It should be mentioned that there are a number of characters that have
multiple utf8
representations (this is called ‘unicode equivalence’).
For example, the ö
can be represented by a two-byte unicode
character as in the above example or by a single-byte o
,
followed by a two-byte (otherwise invisible) modifying character that
specifies the umlaut. If one compares the two versions of ö
with either stringdist
or R’s native adist
, the result will be
nonzero regardless whether one compares byte-wise or not. The solution
is to normalize unicode-encoded strings to either representation before
any comparison is made.
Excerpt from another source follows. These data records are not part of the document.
PR #1213, opened 2021-04-04
PHPC-1804: Manager::addSubscriber and removeSubscriber

jmikola:
https://jira.mongodb.org/browse/PHPC-1804


src/MongoDB/Monitoring/functions.c
```diff
@@ -25,77 +25,50 @@
 
 ZEND_EXTERN_MODULE_GLOBALS(mongodb)
 
-static char* php_phongo_make_subscriber_hash(zval* subscriber)
-{
-	char* hash;
-	int   hash_len;
-
-	hash_len = spprintf(&hash, 0, "SUBS-%09d", Z_OBJ_HANDLE_P(subscriber));
```
jmikola, line 33: After reading through SplObjectStorage's implementation, I realized [`spl_object_storage_get_hash()`](https://github.com/php/php-src/blob/php-8.0.3/ext/spl/spl_observer.c#L78) just uses the object's handle as a numeric hash key. I don't recall why we originally had this logic to use a string key, but it seems unnecessary.

src/MongoDB/Manager.c
```diff
@@ -281,6 +281,34 @@ static PHP_METHOD(Manager, __construct)
...
+	php_phongo_manager_t* intern;
+	zval*                 subscriber;
+
+	PHONGO_PARSE_PARAMETERS_START(1, 1)
+	Z_PARAM_OBJECT_OF_CLASS(subscriber, php_phongo_subscriber_ce)
+	PHONGO_PARSE_PARAMETERS_END();
+
+	intern = Z_MANAGER_OBJ_P(getThis());
+
+	/* Lazily initialize the subscriber HashTable */
```
jmikola, line 297: I considered moving the implementation of the add/removeSubscriber methods into functions within `phongo_apm.c`. If so, these would just be responsible for parsing arguments and then delegate to another function. Let me know what you think.

In the case of the Manager class, we'd still need to leave the freeing of `intern->subscribers` in `php_phongo_manager_free_object` so we can't get rid of _all_ of the APM-related code.

src/phongo_apm.c
```diff
@@ -0,0 +1,297 @@
...
+		if (Z_TYPE_P(subscriber) != IS_OBJECT || !instanceof_function(Z_OBJCE_P(subscriber), subscriber_ce)) {
+			continue;
+		}
+
+		if (zend_hash_index_exists(to, Z_OBJ_HANDLE_P(subscriber))) {
+			continue;
+		}
+
+		zend_hash_index_update(to, Z_OBJ_HANDLE_P(subscriber), subscriber);
+		Z_ADDREF_P(subscriber);
```
jmikola, line 57: I originally wasn't sure if it was absolutely necessary to add ref-counts while building this HashTable, but I think it's reasonable given a possible edge case where a subscriber could otherwise get garbage collected while dispatching a single event. Consider:

 * Register a global subscriber, such that the only reference to it is in the internal, global HashTable
 * Register a Manager subscriber
 * Execute a command on the Manager, which dispatches an event
 * The Manager subscriber gets notified first and unregisters the global subscriber, which immediately frees the first subscriber
 * Segfault while attempting to notify the global subscriber

Granted, `phongo_apm_get_subscribers` collects global subscribers before Manager subscribers so I'd expect the global subscribers will always be notified first. If the edge case above is not possible as written, I assume we could just swap the example for two different global subscribers.

src/phongo_apm.c
```diff
@@ -0,0 +1,297 @@
...
+}
+
+/* Search for a Manager associated with the given client in the request-scoped
+ * registry. If any Manager is found, copy it to @out, increment its ref-count,
+ * and return true; otherwise, set @out to undefined and return false. */
+static bool phongo_apm_copy_manager_for_client(mongoc_client_t* client, zval* out)
+{
+	php_phongo_manager_t* manager;
+
+	ZVAL_UNDEF(out);
```
jmikola, line 97: While moving this function from `php_phongo.c` to here, I moved this line up. Previously, it was only called for the final `return false` and never for the `return false` in the condition that immediately follows. That said, I don't think this changes anything I believe `php_phongo_commandstartedevent_t.manager` will be initialized to zero anyway.

src/phongo_apm.c
```diff
@@ -0,0 +1,297 @@
...
+#include <Zend/zend_exceptions.h>
+#include <Zend/zend_interfaces.h>
+#include <Zend/zend_operators.h>
+
+#include "phongo_compat.h"
+#include "php_phongo.h"
+#include "phongo_apm.h"
+
+#undef MONGOC_LOG_DOMAIN
+#define MONGOC_LOG_DOMAIN "PHONGO"
```
jmikola, line 35: I'm not sure this is necessary, as we don't log anything below. Let me know if you think we can remove it.

Docs for `mongoc_client_set_apm_callbacks` say "If any arguments are invalid, returns false and logs an error", but I don't think this would have any affect on the log domain used within.

tests/manager/manager-addSubscriber-005.phpt
```diff
@@ -0,0 +1,45 @@
...
+$m = create_test_manager();
+
+$pingCommand = new MongoDB\Driver\Command(['ping' => 1]);
+
+$subscriber = new MySubscriber;
+
+MongoDB\Driver\Monitoring\addSubscriber($subscriber);
+$m->addSubscriber($subscriber);
+
+printf("ping: %d\n", $m->executeCommand(DATABASE_NAME, $pingCommand)->toArray()[0]->ok);
```
alcaeus, line 39: It may be worth removing the manager subscriber and ensuring that the command still turns up in the global subscriber.

jmikola: Added this below. Resolve if it looks good.

src/MongoDB/Manager.c
jmikola: This is now done.

alcaeus (approved):
LGTM!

At the moment, no tools seem to be available
from within R but open source commandline tools like uconv
(Utterström and Arrouye) can be used to normalize utf8
-encoded text prior
to reading into R.
A string is a finite concatenation of symbols (characters) from a finite alphabet. We will follow the usual notation and denote a finite alphabet with \(\Sigma\) where the number of elements in \(\Sigma\) is denoted \(|\Sigma|\). The \(q\)-fold Cartesian product \(\Sigma\times\cdots\times\Sigma\) is denoted \(\Sigma^q\), and the set of all finite strings that can be composed from characters in \(\Sigma\) is denoted \(\Sigma^*\). The empty string, denoted \(\varepsilon\), is also a member of this set. We will denote a general string with \(s\), \(t\), or \(u\) and the length of the string, measured as the number of characters, with \(|s|\). For example: take for \(\Sigma\) the 26-member lower-case Latin alphabet, and \(s=\textrm{\texttt{foo}}\). We have \(|s|=3\), \(s\in\Sigma^3\) and \(s\in\Sigma^*\). Individual characters of a string are indicated with a subscript so in the previous example we have \(s_1=\textrm{\texttt{f}}\) and \(s_2=s_3=\textrm{\texttt{o}}\). A subsequence is indicated with subscript \(m:n\), so in the example \(s_{1:2}=\textrm{\texttt{fo}}\). We also use the convention that \(s_{m:n}=\varepsilon\) whenever \(n<m\).
Formally, for a function \(d\) to be a distance function on \(\Sigma^*\) it has to obey the following properties.
\[\label{eq:axioms} \begin{alignat}{4} &\textrm{nonnegativity} &&d(s,t) \geq 0\\%&\quad&\quad\\ &\textrm{identity} &&d(s,t) = 0\textrm{ only when }s=t\\%&\quad&\quad\\ &\textrm{symmetry} &&d(s,t) = d(t,s)\\%&\quad&\quad \\ &\textrm{triangle inequality }\quad &&d(s,u) \leq d(s,t) + d(t,u),%&\quad&\quad, \end{alignat} \tag{1} \]
with \(s\), \(t\), and \(u\) strings. However, as will be pointed out below, many string metrics do not have all these properties. For example, distances based on \(q\)-grams do not necessarily obey the identity property and weighted versions of the Levenshtein distance are not necessarily symmetric.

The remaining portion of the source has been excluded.